There is a kind of paradox involved in the whole sota ritual. It is explicitly designed as a test of a wife’s fidelity—that is, only after she swallows the bitter waters do we know whether the woman is guilty as charged. Indeed, if she is not guilty, the Bible offers her a kind of compensation, guaranteeing that she will become pregnant. But the whole ritual is designed to be a humiliating ordeal, in a way that suggests that the sota is already deserving of punishment even before her guilt is determined.

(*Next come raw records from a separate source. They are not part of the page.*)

PR #562, opened 2017-02-16
introduce customization of bulk, healthcheck and sniffing paths

jsvd:
This commit removes absolute_healthcheck_path and query_parameters
and introduces two new configs settings: `sniffing_path` and `bulk_path`.

The behaviour of the healthcheck, bulk and sniffing paths is now:
- if not set: the default value will be used
- if not set and path is also set: the default is appended to path
- if set: the set value will be used, ignoring the default and path values

These three settings also support query parameters, which will be
carried and included in the request to elasticsearch

### DIFF
--- a/lib/logstash/outputs/elasticsearch/http_client/pool.rb
+++ b/lib/logstash/outputs/elasticsearch/http_client/pool.rb
@@ -28,13 +28,14 @@ module LogStash; module Outputs; class ElasticSearch; class HttpClient;
       end
     end
 
-    attr_reader :logger, :adapter, :sniffing, :sniffer_delay, :resurrect_delay, :healthcheck_path, :absolute_healthcheck_path
+    attr_reader :logger, :adapter, :sniffing, :sniffer_delay, :resurrect_delay, :healthcheck_path, :sniffing_path, :bulk_path
 
     ROOT_URI_PATH = '/'.freeze
 
     DEFAULT_OPTIONS = {
       :healthcheck_path => ROOT_URI_PATH,
-      :absolute_healthcheck_path => false,
+      :sniffing_path => "/_nodes/http",
+      :bulk_path => "/_bulk",
       :scheme => 'http',
       :resurrect_delay => 5,
       :sniffing => false,
@@ -49,8 +50,9 @@ module LogStash; module Outputs; class ElasticSearch; class HttpClient;
       raise ArgumentError, "No URL Normalizer specified!" unless options[:url_normalizer]
       @url_normalizer = options[:url_normalizer]
       DEFAULT_OPTIONS.merge(options).tap do |merged|
+        @bulk_path = merged[:bulk_path]
+        @sniffing_path = merged[:sniffing_path]
         @healthcheck_path = merged[:healthcheck_path]
-        @absolute_healthcheck_path = merged[:absolute_healthcheck_path]
         @resurrect_delay = merged[:resurrect_delay]
         @sniffing = merged[:sniffing]
         @sniffer_delay = merged[:sniffer_delay]
@@ -152,7 +154,7 @@ module LogStash; module Outputs; class ElasticSearch; class HttpClient;
     ES2_SNIFF_RE_URL  = /([^\/]*)?\/?([^:]*):([0-9]+)/
     # Sniffs and returns the results. Does not update internal URLs!
     def check_sniff
-      url, resp = perform_request(:get, '_nodes/http')
+      _, resp = perform_request(:get, @sniffing_path)
       parsed = LogStash::Json.load(resp.body)
       
       nodes = parsed['nodes']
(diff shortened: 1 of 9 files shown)


lib/logstash/outputs/elasticsearch/http_client/pool.rb
```diff
@@ -230,17 +232,11 @@ def healthcheck!
...
-          healthcheck_url = LogStash::Util::SafeURI.new(url.uri.clone)
-          healthcheck_url.query = nil
-          if @absolute_healthcheck_path
-            healthcheck_url.path = ROOT_URI_PATH
-          end
           logger.info("Running health check to see if an Elasticsearch connection is working",
-                        :healthcheck_url => healthcheck_url, :path => path)
-          response = perform_request_to_url(healthcheck_url, :head, path)
+                        :healthcheck_url => url, :path => @healthcheck_path)
+          response = perform_request_to_url(url, :head, @healthcheck_path)
```
andrewvc: Love this cleanup!

lib/logstash/outputs/elasticsearch/http_client_builder.rb
```diff
@@ -26,7 +24,25 @@ def self.build(logger, hosts, params)
       common_options[:timeout] = params["timeout"] if params["timeout"]
 
       if params["path"]
-        client_settings[:path] = "/#{params["path"]}/".gsub(/\/+/, "/") # Normalize slashes
+        client_settings[:path] = "/#{params["path"]}/".gsub(/\/+/, "/")
+      end
+
+      common_options[:bulk_path] = if params["bulk_path"]
+         "/#{params["bulk_path"]}".gsub(/\/+/, "/")
```
andrewvc: Can we split out this gsub into its own function since we're using it everywhere?

spec/unit/outputs/elasticsearch/http_client/pool_spec.rb
```diff
@@ -45,46 +45,27 @@
...
-
-      context "when using query params in the initial url" do
-        let(:initial_urls) { [::LogStash::Util::SafeURI.new("http://localhost:9200?q=s")] }
-        it "is removed from the healthcheck request" do
+      let(:initial_urls) { [::LogStash::Util::SafeURI.new("http://localhost:9200")] }
+
+      context "and not setting healthcheck_path" do
+        it "performs the healthcheck to the root" do
           expect(adapter).to receive(:perform_request) do |url, method, req_path, _, _|
-            expect(method).to eq(:head)
```
andrewvc: Why did we drop the check for the method?

lib/logstash/outputs/elasticsearch/http_client_builder.rb
jsvd: yeah I knew you'd point it out and makes perfect sense. will refactor now

spec/unit/outputs/elasticsearch/http_client/pool_spec.rb
```diff
@@ -45,46 +45,27 @@
...
-            end
-            subject.healthcheck!
-          end
-        end
-
-        context "when disabled" do
-          let(:absolute_healthcheck_path) { false }
-          it "should use the healthcheck_path as a relative path" do
-            expect(adapter).to receive(:perform_request) do |url, method, req_path, _, _|
-              expect(method).to eq(:head)
```
andrewvc: Also, why remove the method check?

spec/unit/outputs/elasticsearch/http_client/pool_spec.rb
jsvd: IMO that was an extra concern not related to this test which was checking the path handling of the health check request, the fact that the request is a HEAD is included in another test

andrewvc:
Great PR! Needs some minor tweaks however.

spec/unit/outputs/elasticsearch/http_client/pool_spec.rb
jsvd: re-added!

jsvd:
@andrewvc thanks for the review, can you give another pass at it?

lib/logstash/outputs/elasticsearch/http_client_builder.rb
```diff
@@ -131,5 +149,10 @@ def self.setup_basic_auth(logger, params)
         :password => unsafe_escaped_password
       }
     end
+
+    private
+    def self.sanitize_url(url)
```
andrewvc: Can we rename this to `dedupe_slashes` or something. Sanitization implies that it removes some sort of secret or dangerous threat. That's how its used in `SafeURI` which makes this name confusing here.

After that its LGTM, no need for another pass.

andrewvc:
@jsvd looking good, I added one final comment, after that's addressed feel free to merge/release!

lib/logstash/outputs/elasticsearch/http_client_builder.rb
jsvd: Sure, I used sanitize as "making sane", or "removing craziness", but I'll rename as you suggested

jsvd:
@andrewvc just a heads up, due to removal of two settings, I'm bumping to 7.0.0

PR #563, opened 2017-02-23
Change the compression feature to include gzip'ing responses and requests

suyograo:
This PR:
* Adds `http_compression` to enable compressing both the request and response.
* Response compression is handled automatically by HTTPCommons, but the correct headers (`Accept-Encoding`) needs to be sent.
* Adds a new file for compressed indexing tests. The previous test attempt was borked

Two details in the Talmudic description especially stand out. First, the ordinary meal offering at the Temple was made of fine sifted wheat flour, but the sota’s offering is made of unsifted barley flour—which is, the rabbis point out, the kind of food you give an animal. This is appropriate, Rabban Gamliel says, because “just as her actions were the actions of an animal, so too her offering is animal food.” Second, the Talmud inquires what should be done if a woman refuses to drink the bitter waters and replies that in this case her mouth should be forced open with an iron hook. Both of these proceedings are designed to be degrading and violent, and above all public. Many women must have felt it was better to plead guilty to a false accusation than to undergo the humiliation of becoming a sota.